┏━━

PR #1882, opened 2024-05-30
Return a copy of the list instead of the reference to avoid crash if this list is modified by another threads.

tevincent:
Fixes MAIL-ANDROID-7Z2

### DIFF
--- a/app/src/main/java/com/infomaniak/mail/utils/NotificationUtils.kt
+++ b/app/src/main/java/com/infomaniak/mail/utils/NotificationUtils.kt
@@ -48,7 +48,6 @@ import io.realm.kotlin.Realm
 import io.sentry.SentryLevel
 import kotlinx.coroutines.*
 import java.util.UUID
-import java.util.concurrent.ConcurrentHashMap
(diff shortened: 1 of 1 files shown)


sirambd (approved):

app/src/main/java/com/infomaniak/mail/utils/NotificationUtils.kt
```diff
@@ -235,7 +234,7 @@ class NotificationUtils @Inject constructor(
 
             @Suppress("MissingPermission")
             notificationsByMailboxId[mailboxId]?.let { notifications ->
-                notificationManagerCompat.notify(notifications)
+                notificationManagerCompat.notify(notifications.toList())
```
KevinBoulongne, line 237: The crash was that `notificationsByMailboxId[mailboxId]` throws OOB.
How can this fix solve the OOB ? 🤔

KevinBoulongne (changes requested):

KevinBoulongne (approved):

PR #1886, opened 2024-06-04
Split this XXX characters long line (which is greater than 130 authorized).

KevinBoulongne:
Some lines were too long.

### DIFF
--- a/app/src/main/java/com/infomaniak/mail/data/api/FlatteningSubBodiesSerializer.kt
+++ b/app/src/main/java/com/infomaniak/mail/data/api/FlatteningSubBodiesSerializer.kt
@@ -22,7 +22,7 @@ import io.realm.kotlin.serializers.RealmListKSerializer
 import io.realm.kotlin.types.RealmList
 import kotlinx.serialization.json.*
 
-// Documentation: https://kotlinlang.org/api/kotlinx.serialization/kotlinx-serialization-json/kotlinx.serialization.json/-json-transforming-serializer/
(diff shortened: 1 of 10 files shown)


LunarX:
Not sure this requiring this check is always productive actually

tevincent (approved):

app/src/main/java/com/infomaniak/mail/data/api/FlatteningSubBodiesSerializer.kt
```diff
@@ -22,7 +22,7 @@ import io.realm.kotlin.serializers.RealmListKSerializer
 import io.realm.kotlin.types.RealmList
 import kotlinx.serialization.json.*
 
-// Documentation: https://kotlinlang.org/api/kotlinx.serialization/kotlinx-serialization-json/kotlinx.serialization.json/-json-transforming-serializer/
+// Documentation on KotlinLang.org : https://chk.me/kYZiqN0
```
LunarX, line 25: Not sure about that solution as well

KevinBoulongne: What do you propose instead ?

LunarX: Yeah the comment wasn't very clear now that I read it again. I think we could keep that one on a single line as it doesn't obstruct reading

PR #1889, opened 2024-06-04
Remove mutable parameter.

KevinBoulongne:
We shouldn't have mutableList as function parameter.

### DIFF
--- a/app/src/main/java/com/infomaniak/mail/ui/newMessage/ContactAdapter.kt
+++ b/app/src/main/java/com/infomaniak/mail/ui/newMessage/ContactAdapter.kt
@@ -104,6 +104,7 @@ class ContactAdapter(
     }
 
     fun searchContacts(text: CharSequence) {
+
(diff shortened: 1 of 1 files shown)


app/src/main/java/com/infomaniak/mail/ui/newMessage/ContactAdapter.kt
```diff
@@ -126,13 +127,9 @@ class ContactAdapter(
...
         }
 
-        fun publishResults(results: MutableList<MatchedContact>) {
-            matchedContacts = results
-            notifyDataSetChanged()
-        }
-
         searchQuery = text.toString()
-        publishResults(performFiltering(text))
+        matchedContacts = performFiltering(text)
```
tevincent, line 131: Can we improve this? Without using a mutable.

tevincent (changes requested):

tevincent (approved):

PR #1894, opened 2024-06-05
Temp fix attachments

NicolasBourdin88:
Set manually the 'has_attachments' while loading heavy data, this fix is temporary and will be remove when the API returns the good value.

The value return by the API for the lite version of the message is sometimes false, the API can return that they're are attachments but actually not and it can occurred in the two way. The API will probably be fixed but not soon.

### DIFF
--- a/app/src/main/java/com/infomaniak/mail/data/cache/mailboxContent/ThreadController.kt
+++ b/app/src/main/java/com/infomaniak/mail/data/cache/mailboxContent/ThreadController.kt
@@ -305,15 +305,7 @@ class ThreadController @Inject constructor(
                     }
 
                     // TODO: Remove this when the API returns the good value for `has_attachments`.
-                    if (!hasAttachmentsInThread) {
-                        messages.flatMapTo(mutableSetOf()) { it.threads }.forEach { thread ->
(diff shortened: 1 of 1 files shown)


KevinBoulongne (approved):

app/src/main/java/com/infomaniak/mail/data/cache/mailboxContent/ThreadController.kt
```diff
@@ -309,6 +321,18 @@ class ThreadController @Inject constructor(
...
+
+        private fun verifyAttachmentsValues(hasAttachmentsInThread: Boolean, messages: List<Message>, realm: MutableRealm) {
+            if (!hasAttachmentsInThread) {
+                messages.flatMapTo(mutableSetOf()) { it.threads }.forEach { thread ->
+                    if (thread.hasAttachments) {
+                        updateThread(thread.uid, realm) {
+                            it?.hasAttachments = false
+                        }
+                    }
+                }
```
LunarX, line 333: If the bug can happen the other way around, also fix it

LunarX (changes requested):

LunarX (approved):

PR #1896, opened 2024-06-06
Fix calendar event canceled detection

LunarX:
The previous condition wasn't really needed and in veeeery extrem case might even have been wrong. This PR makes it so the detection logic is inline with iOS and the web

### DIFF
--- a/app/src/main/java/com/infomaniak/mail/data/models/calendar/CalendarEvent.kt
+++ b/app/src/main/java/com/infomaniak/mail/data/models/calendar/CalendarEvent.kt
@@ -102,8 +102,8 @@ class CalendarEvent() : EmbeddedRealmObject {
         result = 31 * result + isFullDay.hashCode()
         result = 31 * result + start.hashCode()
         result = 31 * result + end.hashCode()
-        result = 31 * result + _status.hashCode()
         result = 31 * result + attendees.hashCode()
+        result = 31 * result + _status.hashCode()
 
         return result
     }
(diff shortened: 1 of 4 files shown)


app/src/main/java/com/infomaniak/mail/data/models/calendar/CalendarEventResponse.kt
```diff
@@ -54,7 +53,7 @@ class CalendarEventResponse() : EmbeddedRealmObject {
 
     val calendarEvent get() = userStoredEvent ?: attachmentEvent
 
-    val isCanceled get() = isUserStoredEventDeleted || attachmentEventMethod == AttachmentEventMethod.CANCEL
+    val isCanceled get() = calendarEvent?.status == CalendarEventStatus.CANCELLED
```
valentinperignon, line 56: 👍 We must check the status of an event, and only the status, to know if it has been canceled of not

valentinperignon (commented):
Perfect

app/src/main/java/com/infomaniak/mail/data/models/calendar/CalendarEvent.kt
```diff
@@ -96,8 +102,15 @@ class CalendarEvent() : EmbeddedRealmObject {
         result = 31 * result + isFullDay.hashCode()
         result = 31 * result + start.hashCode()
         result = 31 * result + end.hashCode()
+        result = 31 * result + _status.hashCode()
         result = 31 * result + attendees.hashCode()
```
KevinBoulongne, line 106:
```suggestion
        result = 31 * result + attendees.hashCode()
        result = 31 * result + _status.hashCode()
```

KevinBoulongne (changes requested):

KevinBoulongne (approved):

┗━━

Your instructions —
When a line in the data contains the string "mailboxContent", copy that line.

Completed task —
--- a/app/src/main/java/com/infomaniak/mail/data/cache/mailboxContent/ThreadController.kt
+++ b/app/src/main/java/com/infomaniak/mail/data/cache/mailboxContent/ThreadController.kt
app/src/main/java/com/infomaniak/mail/data/cache/mailboxContent/ThreadController.kt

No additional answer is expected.